Top of DATASET
PR #1643, opened 2022-11-29
chore(kafka): switch to another error crate: thiserror

olksdr:
The crate we use for error handling `failure` is deprecated and outdated. `thiserror` is a good, near drop-in replacement for `#[derive(Fail)]`.

#skip-changelog

### DIFF
--- a/relay-kafka/src/lib.rs
+++ b/relay-kafka/src/lib.rs
@@ -16,7 +16,7 @@
 //!     builder = builder.add_kafka_topic_config(KafkaTopic::Events, &kafka_config_events).unwrap();
 //!
 //!     // And add potentially another topic config.
-//!     builder.add_kafka_topic_config(&kafka_config_metrics)?;
+//!     builder = builder.add_kafka_topic_config(KafkaTopic::Transactions, &kafka_config_metrics).unwrap();
 //!
 //!     // build the client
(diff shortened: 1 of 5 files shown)


relay-kafka/src/lib.rs
```diff
@@ -16,7 +16,7 @@
 //!     builder = builder.add_kafka_topic_config(KafkaTopic::Events, &kafka_config_events).unwrap();
 //!
 //!     // And add potentially another topic config.
-//!     builder.add_kafka_topic_config(&kafka_config_metrics)?;
+//!     builder = builder.add_kafka_topic_config(KafkaTopic::Transactions, &kafka_config_metrics).unwrap();
```
iker-barriocanal, line 19: Is this change related to the PR?

iker-barriocanal (approved):
`thiserror` has the same [licensing](https://github.com/dtolnay/thiserror) (MIT or Apache) as [`serde_json`](https://github.com/serde-rs/json), so there shouldn't be any issues regarding that.

relay-kafka/src/lib.rs
olksdr: This is just to make the doc consistent, and use the proper params to to show the use-case.

jan-auer (approved):
:shipit:

PR #1644, opened 2022-11-29
fix(server): Use compat::send for actix messages

jan-auer:
Fix a panic in the newly converted project cache by using `compat::send` when dispatching messages from the tokio runtime to legacy actors.

Follow-up to #1635
Relates to #1602
Fixes [RELAY-CRM](https://sentry.my.sentry.io/organizations/sentry/issues/316000/)

#skip-changelog


olksdr (approved):
:shipit:

PR #1651, opened 2022-11-29
ref: Migrate main crates away from failure

jan-auer:
Unfortunately, this became a rather large PR since many of the error types go across error boundaries. With this PR, all crates other than the FFI/C-ABI are fully converted to `Error`. 

For application-level errors in `relay-server`, `relay-config`, and `relay`, we use `anyhow`. There is a single case where down-casting the contained config error is required.

#skip-changelog


relay/src/cli.rs
```diff
@@ -34,13 +32,14 @@ pub fn execute() -> Result<(), Error> {
...
-        }
-        Err(e) => return Err(e.into()),
+        // TODO(ja): Bring this back
+        // Err(e)
+        //     if matches.value_of("config").is_none()
+        //         && e.kind() == ConfigErrorKind::CouldNotOpenFile =>
+        // {
+        //     Config::default()
+        // }
+        Err(e) => return Err(e),
```
olksdr: So this is how I did it:
```rust
 Err(e) => match e.root_cause().downcast_ref::<ConfigError>() {
     Some(ce)
         if matches.value_of("config").is_none()
             && ce.kind() == ConfigErrorKind::CouldNotOpenFile =>
     {
         Config::default()
     }
     _ => bail!(e),
 },

```

which theoretically should do what it did before, since we know that we are expecting `ConfigError` here.

relay-log/src/utils.rs
```diff
@@ -49,22 +48,19 @@ pub fn ensure_error<E: failure::AsFail>(error: &E) {
...
+impl<'a, E: Error + ?Sized> fmt::Display for LogError<'a, E> {
     fn fmt(&self, f: &mut fmt::Formatter<'_>) -> fmt::Result {
-        let fail = self.0.as_fail();
+        write!(f, "{}", self.0)?;
 
-        write!(f, "{}", fail)?;
-        for cause in fail.iter_causes() {
-            write!(f, "\n  caused by: {}", cause)?;
+        let mut source = self.0.source();
+        while let Some(s) = source {
```
olksdr, line 50: heh, I was thinking about exactly same implementation 👍

olksdr (approved):
Few TODOs to cleanup but overall 👍

relay/src/cli.rs
jan-auer: That's maybe even better than what I ended up doing. I opted to move it into a separate function and then return from the innermost branch. 

Note that we can't use `root_cause()` here since that would be some `io` error or something out of our control. Instead, we want to match on the top-most error.

relay-log/src/sentry_failure.rs
```diff
@@ -1,55 +0,0 @@
-use failure::Fail;
-use sentry::integrations::backtrace::parse_stacktrace;
-use sentry::parse_type_from_debug;
-use sentry::protocol::Exception;
-use sentry::{ClientOptions, Integration};
-
-/// The Sentry Failure Integration.
-#[derive(Debug, Default)]
-pub struct FailureIntegration;
```
jan-auer, line 9: The failure integration was removed entirely since we have backtraces disabled. If desired, we can leave it in the codebase, though.

relay-log/src/sentry_failure.rs
```diff
@@ -1,55 +0,0 @@
...
-}
-
-/// This converts a single fail instance into an exception.
-///
-/// This is typically not very useful as the `event_from_error` and
-/// `event_from_fail` methods will assemble an entire event with all the
-/// causes of a failure, however for certain more complex situations where
-/// fails are contained within a non fail error type that might also carry
-/// useful information it can be useful to call this method instead.
-pub fn exception_from_single_fail<F: Fail + ?Sized>(
```
jan-auer, line 41: This was moved directly into the vendored actix web integration into `relay-server` to remove the dependency on `failure` here.

relay-server/src/actors/outcome.rs
```diff
@@ -554,7 +554,7 @@ impl HttpOutcomeProducer {
             match compat::send(UpstreamRelay::from_registry(), SendQuery(request)).await {
                 Ok(_) => relay_log::trace!("outcome batch sent."),
                 Err(error) => {
-                    relay_log::error!("outcome batch sending failed with: {}", LogError(&error))
+                    relay_log::error!("outcome batch sending failed with: {}", error)
```
jan-auer, line 557: This `LogError` was removed since the underlying `MailboxError` doesn't implement `Error` and it also doesn't contain nested sources. This can be reverted when converting `UpstreamRelay` to a service.

relay-server/src/endpoints/common.rs
```diff
@@ -30,59 +29,65 @@ use crate::utils::{
...
 
-    #[fail(display = "failed to queue envelope")]
-    QueueFailed(#[cause] BufferError),
+    #[error("failed to queue envelope")]
+    QueueFailed(#[from] BufferError),
 
-    #[fail(display = "failed to read request body")]
-    PayloadError(#[cause] PayloadError),
+    #[error("failed to read request body")]
+    PayloadError(#[source] failure::Compat<PayloadError>),
```
jan-auer, line 71: `failure::Compat` is required until we upgrade or replace `actix-web`.

relay-server/src/service.rs
```diff
@@ -32,85 +32,41 @@ use crate::{endpoints, utils};
...
-#[derive(Debug)]
-pub struct ServerError {
-    inner: Context<ServerErrorKind>,
-}
-
 /// Indicates the type of failure of the server.
-#[derive(Debug, Fail, Copy, Clone, PartialEq, Eq, Hash)]
-pub enum ServerErrorKind {
+#[derive(Debug, Copy, Clone, PartialEq, Eq, Hash, thiserror::Error)]
+pub enum ServerError {
```
jan-auer, line 37: The `ServerError` type is now replaced by an opaque `anyhow::Error`, and the former `kind` just there to create the context message. I chose to rename it for brevity.

An alternative to this design is that we inline the error messages directly like so:

```rust
  bind(4711).context("bind to interface failed")?
```

relay-server/src/utils/api.rs
```diff
@@ -77,3 +76,5 @@ impl fmt::Display for ApiErrorResponse {
         }
     }
 }
+
+impl Error for ApiErrorResponse {}
```
jan-auer, line 80: This cannot have a source because the raw `String` is not an error.

relay-server/src/utils/error_boundary.rs
```diff
@@ -1,45 +1,12 @@
...
-    fn as_cloned_fail(&self) -> ClonedFail {
-        ClonedFail(self.to_string())
-    }
-}
-
-#[derive(Debug)]
+#[derive(Clone, Debug)]
 pub enum ErrorBoundary<T> {
-    Err(Box<dyn Fail>),
+    Err(Arc<dyn Error + Send + Sync + 'static>),
```
jan-auer, line 9: Turns out we can clone the error if we put the error behind an `Arc`. Since the error boundary is used in some types that are sent between services or used in async functions, I additionally constrained to `Send + Sync`.

PR #1653, opened 2022-11-29
feat(replays): Add non-chunked recording message type

cmanallen:
Optimization to allow greater parallelization in our consumer.  A single message containing the payload does not require ordering guarantees and can be processed in a process pool or thread pool.


jjbayer:
> Where should test coverage for this exist?

@cmanallen there is a failing integration test, that seems to be a good spot to add test coverage.

jjbayer:
@cmanallen could you add some motivation for this change to the PR description? Is it an optimization to reduce the number of messages?

cmanallen:
@jjbayer Updated.

relay-server/src/actors/store.rs
```diff
@@ -914,8 +974,9 @@ enum KafkaMessage {
     Metric(MetricKafkaMessage),
     Profile(ProfileKafkaMessage),
     ReplayEvent(ReplayEventKafkaMessage),
-    ReplayRecording(ReplayRecordingKafkaMessage),
-    ReplayRecordingChunk(ReplayRecordingChunkKafkaMessage),
+    ReplayRecordingNotChunked(ReplayRecordingKafkaMessage),
+    ReplayRecording(ChunkedReplayRecordingKafkaMessage),
```
jjbayer: Personally I would flip the variant names to match the struct names, e.g. `ReplayRecording(...)`, `ChunkedReplayRecording(...)`.

relay-server/src/actors/store.rs
```diff
@@ -846,6 +895,17 @@ struct ReplayRecordingKafkaMessage {
...
 
+#[derive(Debug, Serialize)]
+struct ReplayRecordingKafkaMessage {
+    replay_id: EventId,
+    key_id: Option<u64>,
+    org_id: u64,
+    project_id: ProjectId,
+    received: u64,
+    retention_days: u16,
+    payload: Bytes,
```
jjbayer, line 908: It might simplify the code if we only defined a single type `ReplayRecordingKafkaMessage`, with

```rust
payload: Option<Bytes>,

replay_recording: Option<ChunkedReplayRecording>,
```

I realize this would in theory allow the creation of a message with both fields set, but it would allow you to simplify `produce_replay_recording` to something like

```rust
let mut message = ...;
if item.payload().len() < max_payload_size {
    message.payload = ...;
} else {
    message.replay_recording = ...;
}
metric!(...);
self.produce(...);
```

relay-server/src/actors/store.rs
cmanallen: I initially had the naming reversed.  Unfortunately, it translates the types to snake case and the types are flipped on the consumer because of legacy reasons.

relay-server/src/actors/store.rs
cmanallen: I can see the value in that.  But I prefer to keep impossible states impossible.  I don't want to have to debug weird states in my messages.

relay-server/src/actors/store.rs
cmanallen: Let me think about a migration strategy.  Could be worth it.

cmanallen: I misread this earlier I think.  I've updated the naming to be more consistent and I don't think I will migrate the message types.

relay-server/src/actors/store.rs
jjbayer: I get that. It would be nice to use an enum here to represent the two possible states, but I would not know how to make that work with serde if the field is supposed to have a different name in each case.

jjbayer: Maybe we can at least declare the fields of the two structs in the same order, so it's easy to spot that they are largely the same (e.g. `project_id` is at different positions).

jjbayer (approved):

PR #1658, opened 2022-12-01
build(docker): Build an image for sentry CI

asottile-sentry:
we're moving sentry's CI from depending on both gcr.io and ghcr.io to only ghcr.io

#skip-changelog


Dockerfile
```diff
@@ -1,23 +1,14 @@
-ARG DOCKER_ARCH=amd64
-
```
asottile-sentry, line 2: I deleted all the `ARCH` stuff here to make the dockerfile easier to build -- it now depend on the `--platform` argument to `docker build` instead of specifying the architecture as an `--arg`

.github/workflows/image.yml
```diff
@@ -0,0 +1,43 @@
...
+      matrix:
+        # the arm64 build takes too long, so disable for now
+        arch: [amd64]
+    runs-on: ubuntu-latest
+    env:
+      IMG_CACHE: ghcr.io/getsentry/relay:${{ matrix.arch }}-latest
+      IMG_VERSIONED: ghcr.io/getsentry/relay:${{ matrix.arch }}-${{ github.sha }}
+    steps:
+    - uses: actions/checkout@v3
+    - run: docker run --rm --privileged tonistiigi/binfmt --install arm64
```
mattgauntseo-sentry: Optional: Should this be removed for now as this is just amd64?

.github/workflows/image.yml
```diff
@@ -0,0 +1,43 @@
...
+    - name: build
+      run: |
+        set -euxo pipefail
+        args=()
+        if docker pull -q "$IMG_CACHE"; then
+          args+=(--cache-from "$IMG_CACHE")
+        fi
+        docker buildx build \
+            "${args[@]}" \
+            --build-arg BUILDKIT_INLINE_CACHE=1 \
```
mattgauntseo-sentry: Is this argument needed in relay?

mattgauntseo-sentry (approved):

.github/workflows/image.yml
asottile-sentry: this is so you get image caching

.github/workflows/image.yml
asottile-sentry: I figure it's simpler to leave it, and if we want arm64 we can just adjust the matrix

iker-barriocanal (dismissed):

olksdr (commented):
This looks good. 
@asottile-sentry could you, please, merge `master` back and resolve the conflicts, so we could give another look and finally merge it in.

Dockerfile
```diff
@@ -33,7 +25,8 @@ ENV RUSTUP_HOME=/usr/local/rustup \
     PATH=/usr/local/cargo/bin:$PATH
 
 RUN curl --proto '=https' --tlsv1.2 -sSf https://sh.rustup.rs \
-    | sh -s -- -y --profile minimal --default-toolchain=${RUST_TOOLCHAIN_VERSION}
+    | sh -s -- -y --profile minimal --default-toolchain=${RUST_TOOLCHAIN_VERSION} \
+    && echo -e "[net]\ngit-fetch-with-cli = true" > $CARGO_HOME/config
```
iker-barriocanal, line 28: TIL `git-fetch-with-cli`

iker-barriocanal (approved):

scripts/docker-build-linux.sh
```diff
@@ -15,11 +15,11 @@ BUILD_IMAGE="us.gcr.io/sentryio/relay:deps"
```
jan-auer, line 15: We should change the `BUILD_IMAGE`:
 - Use the GHCR or DockerHub instead of GCR
 - Use caches, but also build that image as part of this script

Makefile
```diff
@@ -30,6 +30,17 @@ build-linux-release: setup-git ## build linux release of the relay
 	objcopy --add-gnu-debuglink target/${TARGET}/release/relay{.debug,}
 .PHONY: build-linux-release
 
+collect-source-bundle: setup-git ## copy the built relay binary to current folder and collects debug bundles
```
jan-auer, line 33: Let's move this to a script. This allows us to:

 - Call this more naturally from other scripts
 - Use it in gocd deployments
 - Publish it to GH releases

.github/workflows/ci.yml
```diff
@@ -13,6 +13,130 @@ env:
...
+        with:
+          key: ${{ github.job }}-${{ matrix.arch }}
+
+      - run: docker run --rm --privileged tonistiigi/binfmt --install arm64
+        if: matrix.arch == 'arm64'
+
+      - name: ghcr.io login
+        run: docker login --username '${{ github.actor }}' --password '${{ secrets.GITHUB_TOKEN }}' ghcr.io
+
+      - name: build-deps
```
jan-auer: Idea: These steps could be moved to a script that we can also use locally to:

- Build / update the builder image
- Build the binary to a local folder (should we introduce a `build/` directory?)
- Create the release docker container w/ the binary inside

In a close follow-up, we can then replace `docker-build-linux.sh` in the `build_binary` workflow with our new script.

jan-auer:
After merging, we need to 

 1. Disable the GCB repository trigger
 2. Update required status checks in this repo
 3. Update freight checks by removing cloudbuild and adding required jobs:

```json
"checks": [
  {
    "type": "github-apps",
    "config": {
      "repo": "getsentry/relay",
      "contexts": [
        "Integration Tests",
        "Test (macos-latest)",
        "Test (windows-latest)",
        "Test All Features (ubuntu-latest)",
        "Push GCR Docker Image"
      ]
    }
  }
]
```

scripts/build-docker-image.sh
```diff
@@ -0,0 +1,55 @@
...
+
+# Set the correct build target and update the arch if required.
+if [[ "$ARCH" = "amd64" ]]; then
+  BUILD_TARGET="x86_64-unknown-linux-gnu"
+elif [[ "$ARCH" = "arm64" ]]; then
+  BUILD_TARGET="aarch64-unknown-linux-gnu"
+elif [[ "$ARCH" = "aarch64" ]]; then
+  BUILD_TARGET="aarch64-unknown-linux-gnu"
+  ARCH="arm64"
+fi
```
jan-auer: Let's add an `else` branch that errors if no supported architecture is set, for instance:

```suggestion
if [[ "$ARCH" == "aarch64 ]]; then
  ARCH="arm64"
fi

if [[ "$ARCH" = "amd64" ]]; then
  BUILD_TARGET="x86_64-unknown-linux-gnu"
elif [[ "$ARCH" = "arm64" ]]; then
  BUILD_TARGET="aarch64-unknown-linux-gnu"
else
  echo "ERROR Unsupported architecture"
  exit 1
fi
```

jan-auer (approved):

.github/workflows/ci.yml
```diff
@@ -225,6 +225,100 @@ jobs:
...
+      
+    # Skip redundant checks for library releases
+    if: "!startsWith(github.ref, 'refs/heads/release-library/')"
+
+    env:
+      IMG_BASE: ghcr.io/getsentry/relay
+      IMG_DEPS: ghcr.io/getsentry/relay-deps:${{ matrix.arch }}
+      # GITHUB_SHA in pull requests points to the merge commit
+      IMG_VERSIONED: ghcr.io/getsentry/relay:${{ github.event.pull_request.head.sha || github.sha }}
+      ARCH: ${{ matrix.arch }}
```
asottile-sentry, line 246: at a glance this looks unused, but it's actually used inside `build-docker-image` -- I would probably make it an argument to the script instead

.github/workflows/ci.yml
```diff
@@ -225,6 +225,100 @@ jobs:
...
+      - run: docker run --rm --privileged tonistiigi/binfmt --install arm64
+        if: matrix.arch == 'arm64'
+
+      - name: build
+        run: ./scripts/build-docker-image.sh
+
+      - name: Push to ghcr.io
+        run: |
+          set -euxo pipefail
+          docker login --username '${{ github.actor }}' --password '${{ secrets.GITHUB_TOKEN }}' ghcr.io
```
asottile-sentry, line 266: this will fail for external contributors -- you'll probably want to gate this somehow on that

Dockerfile.builder
```diff
@@ -0,0 +1,29 @@
...
+
+RUN yum -y update \
+    && yum -y install centos-release-scl epel-release \
+    # install a modern compiler toolchain
+    && yum -y install cmake3 devtoolset-10 git \
+    # below required for sentry-native
+    llvm-toolset-7.0-clang-devel \
+    && yum clean all \
+    && rm -rf /var/cache/yum \
+    && ln -s /usr/bin/cmake3 /usr/bin/cmake
```
asottile-sentry, line 16: typically `/usr/bin` is managed by the package manager, this should be a symlink to `/usr/local/bin/cmake` probably

Dockerfile.release
```diff
@@ -0,0 +1,29 @@
...
+ENV \
+    RELAY_UID=10001 \
+    RELAY_GID=10001
+
+# Create a new user and group with fixed uid/gid
+RUN groupadd --system relay --gid $RELAY_GID \
+    && useradd --system --gid relay --uid $RELAY_UID relay
+
+RUN mkdir /work /etc/relay \
+    && chown relay:relay /work /etc/relay
```
asottile-sentry, line 17: not necessary for this PR, but this is much easier to do with `USER` (and then not needing `gosu` at all)

scripts/build-docker-image.sh
```diff
@@ -0,0 +1,55 @@
...
+
+# Images to use and build.
+IMG_DEPS=${IMG_DEPS:-"ghcr.io/getsentry/relay-deps:$ARCH"}
+IMG_VERSIONED=${IMG_VERSIONED:-"relay:latest"}
+
+# Build a builder image with all the depdendencies.
+args=(--progress auto)
```
asottile-sentry, line 27: shouldn't be necessary?

scripts/build-docker-image.sh
```diff
@@ -0,0 +1,55 @@
...
+    --cache-to type=inline \
+    --platform "linux/$ARCH" \
+    --tag "$IMG_DEPS" \
+    --target relay-deps \
+    --file Dockerfile.builder \
+    .
+
+# Build the binary inside of the builder image.
+docker run \
+    -v "$(pwd):/work" \
```
asottile-sentry: `$(pwd)` => `$PWD` (var lookup is free compared to a subshell and subprocess)

I also like to be explicit and use `--volume` and state whether it's `:ro` or `:rw` (I don't even remember the default)

scripts/build-docker-image.sh
```diff
@@ -0,0 +1,55 @@
...
+    --platform "linux/$ARCH" \
+    -e TARGET="$BUILD_TARGET" \
+    "$IMG_DEPS" \
+    scl enable devtoolset-10 llvm-toolset-7.0 -- make build-release-with-bundles RELAY_FEATURES="ssl,processing,crash-handler"
+
+# Fix permissions for shared directories
+USER_ID=$(id -u)
+GROUP_ID=$(id -g)
+sudo chown -R "${USER_ID}:${GROUP_ID}" target/
```
asottile-sentry: better: run the container with `--user` and then you don't need to do this.  or utilize `docker cp`

scripts/build-docker-image.sh
olksdr: @jan-auer  changed to switch this one

scripts/build-docker-image.sh
olksdr: it fails locally for me, when the `args` is empty 
```
./scripts/build-docker-image.sh: line 32: args[@]: unbound variable
```

asottile-sentry: ah, ancient macos bash -- you might be able to use `declare -a args`

asottile-sentry: or put the real args into the array

PR #1659, opened 2022-12-01
ref: use apt-get instead of apt

asottile-sentry:
apt is not intended for scripting and does not have a stable commandline interface

#skip-changelog


mattgauntseo-sentry (approved):

olksdr (approved):
lgtm

PR #1660, opened 2022-12-01
build(deps): Use internal pypi for python dependencies

asottile-sentry:
this should speed up a few jobs which are currently building python deps every time

this changes the tested python to 3.8 -- we'll need to update the required checks for that (though maybe we should take this opportunity to remove it from the job id so that it doesn't need to be bumped every time?)

#skip-changelog


jan-auer:
We had the python version in there on purpose since at the time python 3.7 was the required minimum support we had to provide for Sentry. We can now bump this to 3.8, but I'd prefer if we keep it explicit given that it doesn't change that often. 

I'll make that change once approved 👍

requirements-dev.txt
```diff
@@ -1,17 +1,19 @@
-black==19.10b0
+--index-url https://pypi.devinfra.sentry.io/simple
```
jan-auer, line 1: Let's leave a comment here referring to the README for how to add new dependencies.

jan-auer (approved):
We should add a changelog entry that we're requiring python 3.8 now and bump to `0.9.0`.

olksdr (approved):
Bottom of DATASET
WHAT TO WORK ON: Lines holding "devtoolset": count them across the data and reply with the number alone.

TASK OUTPUT: 2